Stored items
PR #4115, opened 2021-05-17
Use `&mut self` instead of a RefCell for the autofill local encryption key.

mhammond:
Ben asked why we used a RefCell and there is no good answer to that
question :)

  - Note:


bendk (approved):
LGTM

mhammond:
I thought I wrote this test failure up: I tried to fix the failure here but ended up giving up. It *should* be possible as there's no shared reference when we want to call that function, but Rust being Rust liked making it difficult. Feel free to pick this up!

bendk:
I think I have this working in #4126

▶ [Aim of the task]: Nothing should be left out: return all of the records exactly.

▶ [Completed exercise]:
PR #4115, opened 2021-05-17
Use `&mut self` instead of a RefCell for the autofill local encryption key.

mhammond:
Ben asked why we used a RefCell and there is no good answer to that
question :)

  - Note:


bendk (approved):
LGTM

mhammond:
I thought I wrote this test failure up: I tried to fix the failure here but ended up giving up. It *should* be possible as there's no shared reference when we want to call that function, but Rust being Rust liked making it difficult. Feel free to pick this up!

bendk:
I think I have this working in #4126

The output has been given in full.